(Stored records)
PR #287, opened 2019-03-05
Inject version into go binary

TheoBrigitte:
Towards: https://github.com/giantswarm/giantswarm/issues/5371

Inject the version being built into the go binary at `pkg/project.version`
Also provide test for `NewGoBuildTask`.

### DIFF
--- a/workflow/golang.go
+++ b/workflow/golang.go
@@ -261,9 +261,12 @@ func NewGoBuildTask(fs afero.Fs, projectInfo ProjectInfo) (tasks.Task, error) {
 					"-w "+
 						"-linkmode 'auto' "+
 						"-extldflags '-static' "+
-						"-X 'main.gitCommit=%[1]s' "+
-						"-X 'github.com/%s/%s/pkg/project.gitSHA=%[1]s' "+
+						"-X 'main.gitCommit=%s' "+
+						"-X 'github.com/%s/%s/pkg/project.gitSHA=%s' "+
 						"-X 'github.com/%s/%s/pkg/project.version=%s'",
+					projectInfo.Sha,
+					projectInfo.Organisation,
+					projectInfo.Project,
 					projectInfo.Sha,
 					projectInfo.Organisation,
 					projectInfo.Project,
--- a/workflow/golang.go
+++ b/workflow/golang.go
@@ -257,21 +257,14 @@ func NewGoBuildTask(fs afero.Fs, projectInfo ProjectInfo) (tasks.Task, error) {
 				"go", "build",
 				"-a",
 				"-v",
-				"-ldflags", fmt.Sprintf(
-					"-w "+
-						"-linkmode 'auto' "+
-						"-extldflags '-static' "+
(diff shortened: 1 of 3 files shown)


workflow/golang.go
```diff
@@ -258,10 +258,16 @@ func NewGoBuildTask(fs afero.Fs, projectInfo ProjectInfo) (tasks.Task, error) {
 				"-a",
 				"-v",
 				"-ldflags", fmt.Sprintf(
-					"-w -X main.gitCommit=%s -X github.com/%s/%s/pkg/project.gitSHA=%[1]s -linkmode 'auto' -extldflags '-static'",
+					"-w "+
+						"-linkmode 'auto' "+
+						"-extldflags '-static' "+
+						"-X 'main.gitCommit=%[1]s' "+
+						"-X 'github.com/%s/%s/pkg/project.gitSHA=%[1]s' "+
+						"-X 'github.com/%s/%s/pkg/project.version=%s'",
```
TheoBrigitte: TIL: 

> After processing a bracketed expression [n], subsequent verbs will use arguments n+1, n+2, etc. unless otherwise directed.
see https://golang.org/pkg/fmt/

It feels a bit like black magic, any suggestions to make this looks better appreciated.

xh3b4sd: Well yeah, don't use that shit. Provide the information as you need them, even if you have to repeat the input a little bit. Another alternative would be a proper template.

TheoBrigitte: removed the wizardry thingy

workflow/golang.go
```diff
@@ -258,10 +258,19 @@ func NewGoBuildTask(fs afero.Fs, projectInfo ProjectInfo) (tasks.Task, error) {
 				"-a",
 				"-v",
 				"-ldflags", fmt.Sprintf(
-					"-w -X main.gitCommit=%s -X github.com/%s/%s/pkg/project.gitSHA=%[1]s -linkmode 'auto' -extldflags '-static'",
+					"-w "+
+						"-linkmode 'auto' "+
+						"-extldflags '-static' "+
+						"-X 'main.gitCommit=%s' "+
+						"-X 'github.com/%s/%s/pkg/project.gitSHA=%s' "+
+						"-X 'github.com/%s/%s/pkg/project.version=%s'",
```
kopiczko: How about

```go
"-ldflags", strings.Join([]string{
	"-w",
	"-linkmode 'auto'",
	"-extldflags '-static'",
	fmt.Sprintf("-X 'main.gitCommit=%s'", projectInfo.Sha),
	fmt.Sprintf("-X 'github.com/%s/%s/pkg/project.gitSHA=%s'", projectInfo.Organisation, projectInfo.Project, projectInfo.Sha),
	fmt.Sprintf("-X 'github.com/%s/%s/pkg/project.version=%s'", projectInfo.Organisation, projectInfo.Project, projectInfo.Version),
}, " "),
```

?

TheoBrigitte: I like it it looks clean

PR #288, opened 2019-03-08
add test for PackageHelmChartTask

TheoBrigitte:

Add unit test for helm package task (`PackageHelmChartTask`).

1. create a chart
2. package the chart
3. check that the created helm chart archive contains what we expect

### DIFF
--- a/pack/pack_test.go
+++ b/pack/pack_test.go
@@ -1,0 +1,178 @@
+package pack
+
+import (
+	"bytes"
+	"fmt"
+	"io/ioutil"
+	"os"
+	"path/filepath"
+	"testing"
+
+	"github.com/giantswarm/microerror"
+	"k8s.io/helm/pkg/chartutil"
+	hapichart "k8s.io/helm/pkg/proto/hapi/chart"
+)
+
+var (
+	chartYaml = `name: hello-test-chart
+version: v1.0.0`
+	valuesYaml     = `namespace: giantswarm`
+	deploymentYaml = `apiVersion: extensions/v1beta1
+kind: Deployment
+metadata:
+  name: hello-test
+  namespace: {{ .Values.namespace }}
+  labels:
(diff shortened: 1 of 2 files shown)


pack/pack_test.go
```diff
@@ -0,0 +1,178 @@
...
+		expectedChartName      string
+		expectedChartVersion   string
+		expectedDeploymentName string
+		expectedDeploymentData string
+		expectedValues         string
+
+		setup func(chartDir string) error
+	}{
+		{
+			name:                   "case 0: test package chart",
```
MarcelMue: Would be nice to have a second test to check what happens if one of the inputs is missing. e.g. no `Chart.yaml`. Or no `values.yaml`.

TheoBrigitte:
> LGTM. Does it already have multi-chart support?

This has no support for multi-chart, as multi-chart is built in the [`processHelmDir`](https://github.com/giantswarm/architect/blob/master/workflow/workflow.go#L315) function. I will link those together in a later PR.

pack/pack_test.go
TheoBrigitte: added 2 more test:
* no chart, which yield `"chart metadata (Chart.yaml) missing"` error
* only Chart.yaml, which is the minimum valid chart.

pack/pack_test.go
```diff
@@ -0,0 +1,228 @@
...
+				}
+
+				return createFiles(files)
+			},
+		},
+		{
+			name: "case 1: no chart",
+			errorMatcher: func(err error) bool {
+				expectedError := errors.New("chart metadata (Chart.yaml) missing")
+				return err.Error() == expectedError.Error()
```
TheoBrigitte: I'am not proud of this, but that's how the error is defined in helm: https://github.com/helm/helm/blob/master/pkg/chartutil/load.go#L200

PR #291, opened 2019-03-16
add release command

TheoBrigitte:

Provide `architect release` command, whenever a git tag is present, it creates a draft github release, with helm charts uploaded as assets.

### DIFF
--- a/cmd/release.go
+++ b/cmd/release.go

TASK STATEMENT: Find and copy each line above holding "what".

FINISHED EXERCISE:
3. check that the created helm chart archive contains what we expect
MarcelMue: Would be nice to have a second test to check what happens if one of the inputs is missing. e.g. no `Chart.yaml`. Or no `values.yaml`.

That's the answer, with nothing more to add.